Speaker
Description
In several applications of real-time matching of demand to supply in online marketplaces --- for example, matching delivery requests to dispatching centers in Amazon or allocating video ads to users on YouTube --- the platform allows for some latency (or there is an inherent allowance for latency) in order to batch the demand and improve the efficiency of the resulting matching in such non-stationary environments. Motivated by these scenarios, I investigate the optimal trade-off between batching and inefficiency in the context of designing online allocations under non-stationary arrivals in this talk. In particular, I consider a variant of the classic adversarial online bipartite allocation family of problems where demand requests arrive stage-wise and in $K$ batches—in contrast to online arrival. Our main result for this family is an optimal $(1-(1-1/K)^K)$-competitive (fractional) matching algorithm, improving the classic $(1 − 1/e)$ competitive ratio bound known for the online variants of these problems (Mehta et al., 2007; Aggarwal et al., 2011; Golrezaei et al. 2014). Time permits, I briefly explain a generalization of the base result to multistage configuration allocations and its applications to video display advertising and AdX.

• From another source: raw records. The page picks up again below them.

PR #12701, opened 2026-01-24
fix(backend): support non-default cluster domain for metadata service

Priyanshu-u07:
**Description of your changes:**
This PR removes the hard-coded cluster.local value and makes the cluster domain configurable using a global environment variable.
If the variable is not set, it defaults to .svc.cluster.local to maintain backward compatibility.

This allows Kubeflow Pipelines to work correctly on clusters that use a non-default DNS domain.

Fixes kubeflow/pipelines#12649

**Checklist:**
- [x] You have [signed off your commits](https://www.kubeflow.org/docs/about/contributing/#sign-off-your-commits)
- [x] The title for your pull request (PR) should follow our title convention. [Learn more about the pull request title convention used in this repository](https://github.com/kubeflow/pipelines/blob/master/CONTRIBUTING.md#pull-request-title-convention).

PR #12786, opened 2026-02-07
fix(frontend); make cluster domain configurable for TensorBoard

### LINKED ISSUE #12785: [frontend] Hard-coded cluster.local breaks TensorBoard in custom DNS environments
### Environment

*  Installed via official docs: https://www.kubeflow.org/docs/components/pipelines/operator-guides/installation/
   Tested on: Kubernetes clusters with custom cluster domain (e.g., `cluster.corp`)
* KFP version: 2.14.3
* KFP SDK version: N/A (frontend server issue)

### Steps to reproduce
1. Deploy Kubeflow Pipelines on a Kubernetes cluster configured with a **custom cluster domain** (not the default `cluster.local`)
2. Run a pipeline that generates TensorBoard logs
3. Click "Open TensorBoard" from the Pipelines UI
4. TensorBoard fails to connect
The frontend server constructs the TensorBoard URL with a hard-coded `cluster.local`:

  **File**: [frontend/server/k8s-helper.ts (line 170)](https://github.com/kubeflow/pipelines/blob/master/frontend/server/k8s-helper.ts#L170)

 
`const address = http://${viewer.metadata.name}-service.${namespace}.svc.cluster.local:80/tensorboard/${viewer.metadata.name}/`;

In clusters using custom domains, this causes DNS resolution to fail.
### Expected result
The cluster domain should be configurable via the CLUSTER_DOMAIN environment variable. TensorBoard should work in any Kubernetes cluster regardless of its DNS configuration.

### Materials and Reference

- Affected file: [frontend/server/k8s-helper.ts (line 170)](https://github.com/kubeflow/pipelines/blob/master/frontend/server/k8s-helper.ts#L170)
- I will try to raise a PR to fix this issue.

---

Priyanshu-u07:

This PR removes the hard-coded `cluster.local` value for TensorBoard service addresses and makes the cluster domain configurable using the `CLUSTER_DOMAIN` environment variable. It also makes the object store service name configurable via the `OBJECT_STORE_HOST` environment variable, resolving CI DNS failures by providing a flexible way to point to the correct artifact storage host (defaulting to `seaweedfs`).

**Key improvements:**

- Configurable Domain: Adds `CLUSTER_DOMAIN` support to frontend and service layers.
- Configurable Service Host: Adds `OBJECT_STORE_HOST` support to the profile controller (sync.py) and deployment manifests to allow custom naming for artifact storage.
- Auto-Fallback:  Defaults to `cluster.local` and `seaweedfs` respectively to prevent breaking existing setups.
- Manifest Integration: Automatically pulls configuration from the shared ConfigMap.

This allows Kubeflow Pipelines to work correctly on Kubernetes clusters that use a non-default DNS domain (e.g., `cluster.corp`, `k8s.internal`).

**Related Fix**: This PR adds the frontend support for the custom cluster domain. Fix already implemented in the backend (#12701).

- Resolves CI DNS failures in multi-user E2E tests.

Fixes #12785 

**Checklist:**

### DIFF
--- a/.github/actions/create-cluster/action.yml
+++ b/.github/actions/create-cluster/action.yml
@@ -36,21 +36,21 @@ runs:
         docker save kindest/node:${{ inputs.k8s_version }} -o /tmp/kind-node-${{ inputs.k8s_version }}.tar
 
     - name: Create k8s Kind Cluster
-      uses: helm/kind-action@v1.12.0
+      uses: helm/kind-action@v1.13.0
       id: cluster-create
       with:
         cluster_name: ${{ inputs.cluster_name }}
         kubectl_version: ${{ inputs.k8s_version }}
-        version: v0.29.0
+        version: v0.31.0
         node_image: kindest/node:${{ inputs.k8s_version }}
         registry: true
 
     - name: Retry Create k8s Kind Cluster
-      uses: helm/kind-action@v1.12.0
+      uses: helm/kind-action@v1.13.0
       if: ${{ steps.cluster-create.outcome == 'failure' }}
       with:
         cluster_name: ${{ inputs.cluster_name }}
         kubectl_version: ${{ inputs.k8s_version }}
-        version: v0.29.0
+        version: v0.31.0
         node_image: kindest/node:${{ inputs.k8s_version }}
         registry: true
--- a/.github/workflows/pre-commit.yml
+++ b/.github/workflows/pre-commit.yml
@@ -22,7 +22,7 @@ jobs:
         with:
           go-version-file: go.mod
       - name: golangci-lint
-        uses: golangci/golangci-lint-action@v8
+        uses: golangci/golangci-lint-action@v9
         with:
           version: v2.3
           args: --new --new-from-merge-base=origin/${{ github.base_ref || github.ref_name }}
--- a/.github/workflows/trivy.yml
+++ b/.github/workflows/trivy.yml
@@ -14,7 +14,7 @@ jobs:
         uses: actions/checkout@v4
 
       - name: Run Trivy vulnerability scanner in repo mode
-        uses: aquasecurity/trivy-action@0.33.1
+        uses: aquasecurity/trivy-action@0.34.0
         with:
           scan-type: 'fs'
           ignore-unfixed: true
--- a/frontend/server/app.test.ts
+++ b/frontend/server/app.test.ts
@@ -38,10 +38,54 @@ describe('UIServer apis', () => {
   const commitHash = 'abcdefg';
   const { argv, buildDate, indexHtmlContent } = commonSetup({ tagName, commitHash });
 
-  afterEach(() => {
-    if (app) {
-      app.close();
+  async function waitForListening(server: Server): Promise<void> {
+    if (server.listening) {
+      return;
     }
+    await new Promise<void>((resolve, reject) => {
+      const onListening = (): void => {
+        cleanup();
+        resolve();
+      };
+      const onError = (err: Error): void => {
+        cleanup();
+        reject(err);
+      };
+      const cleanup = (): void => {
+        server.off('listening', onListening);
+        server.off('error', onError);
+      };
+
+      server.on('listening', onListening);
+      server.on('error', onError);
+    });
+  }
+
+  afterEach(async () => {
+    if (app) {
+      await app.close();
+    }
+  });
+
+  it('allows restarting on the same port after close resolves', async () => {
+    app = new UIServer(loadConfigs(argv, {}));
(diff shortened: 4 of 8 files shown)


frontend/server/k8s-helper.ts
```diff
@@ -146,6 +149,7 @@ export async function newTensorboardInstance(
 export async function getTensorboardInstance(
   logdir: string,
   namespace: string,
```
jeffspahr, line 152: **Bug:** The backend PR #12701 (`metadata_helpers.py:36`) defaults `CLUSTER_DOMAIN` to `.svc.cluster.local` (with the `.svc.` prefix), but here you hardcode `.svc.` in the template and default `CLUSTER_DOMAIN` to `cluster.local` (without the prefix).

This means the same env var has different expected formats in the backend vs frontend. An operator cannot set a single value that works for both.

Either:
- Change this PR to match the backend convention (default to `.svc.cluster.local`, drop the hardcoded `.svc.` from the template), or
- Change the backend to match this PR's convention

The former is probably safer since #12701 is already merged.

frontend/server/handlers/tensorboard.ts
```diff
@@ -57,7 +57,13 @@ export const getTensorboardHandlers = (
...
+      res.send(
+        await k8sHelper.getTensorboardInstance(
+          logdir as string,
+          namespace as string,
+          tensorboardConfig.clusterDomain,
+        ),
+      );
     } catch (err) {
       const details = await parseError(err);
       console.error(`Failed to list Tensorboard pods: ${details.message}`, details.additionalInfo);
```
jeffspahr, line 69: **Bug:** `clusterDomain` is passed to `getTensorboardInstance` here (the `get` handler), but `waitForTensorboardInstance` (called in the `create` handler at line 127) and `deleteTensorboardInstance` (called in the `delete` handler at line 168) both call `getTensorboardInstance` internally **without** passing `clusterDomain`. They will always use the default `cluster.local`.

Both `waitForTensorboardInstance` and `deleteTensorboardInstance` need the same `clusterDomain` parameter threaded through, and the `create`/`delete` handlers need to pass it.

Priyanshu-u07:
Hi @jeffspahr,
I have updated the PR based on your comment and all CI checks are passing now. Would appreciate another review when you get a chance. Thanks

frontend/server/k8s-helper.ts
```diff
@@ -165,12 +170,17 @@ export async function getTensorboardInstance(
       // but if there is a hash collision, not check logdir will return error tensorboard link
       // if check logdir and then create Viewer CRD with same name will break anyway.
       // TODO fix hash collision
-      (viewer: any) => {
+      (response: any) => {
+        const viewer = response.body || response;
```
jeffspahr: **Behavioral change unrelated to feature:** The original code accesses `viewer.body.spec` and `viewer.body.metadata.name` directly. This PR changes the unpacking to `response.body || response` then accesses `viewer.spec` / `viewer.metadata.name`.

This silently changes how the K8s client response object is parsed. The existing code on `master` (line 169) uses `viewer.body.spec` and it works, so the old shape was correct for the current client library version.

If this fixes a real issue (e.g., a client library version change), it should be called out in the PR description and ideally in its own commit. If not, it risks breaking the existing flow. Please justify this change or revert it.

manifests/kustomize/base/installs/multi-user/pipelines-profile-controller/sync.py
```diff
@@ -91,9 +96,10 @@ def server_factory(frontend_image,
                    frontend_tag,
                    disable_istio_sidecar,
                    artifacts_proxy_enabled,
-                   artifact_retention_days,
-                   url="",
-                   controller_port=8080):
+                    artifact_retention_days,
```
jeffspahr: `cluster_domain` is a required positional parameter with no default, unlike every other parameter in this function. If any caller invokes `server_factory` without it, they will get a `TypeError`. Add a default for safety and consistency:

```python
cluster_domain=".svc.cluster.local",
```

Priyanshu-u07:
Hi @jeffspahr 
All CI checks are passing now. Please review when you get a chance.

jeffspahr:
lgtm @Priyanshu-u07! 

@droctothorpe this is good to merge when you get a chance.

Priyanshu-u07:
updated the PR description and style nits.
@droctothorpe could you approve and merge when get a chance?

droctothorpe:
/lgtm
/approve

Thank you for the contribution, @Priyanshu-u07, and thank you for the reviews, @jeffspahr! 🙏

Our main technique at a high level is developing algorithmic tools to vary the trade-off between “greediness” and “hedging” of the matching algorithm across stages. We rely on a particular family of convex-programming-based matchings that distribute the demand in a specifically balanced way among supply in different stages, while carefully adjusting the balancedness of the resulting matching across stages. More precisely, we identify a (unique) sequence of polynomials with decreasing degrees to be used as strictly concave regularizers of the basic linear program for the greedy matching at each stage. At each stage, our multi-stage algorithm returns the corresponding regularized optimal solution as the matching of this stage (by solving the convex program). By providing structural decomposition (tied to these convex programs) of the underlying subgraph at each stage and recursively connecting the regularizers together, we develop a new multi-stage primal-dual framework to analyze the competitive ratio of this algorithm. For the extension to multi-stage configuration allocation, we develop a new idea of regularizing separately at different price levels, and we analyze the resulting regularized price-level convex programming-based multistage algorithm using a new primal-dual argument.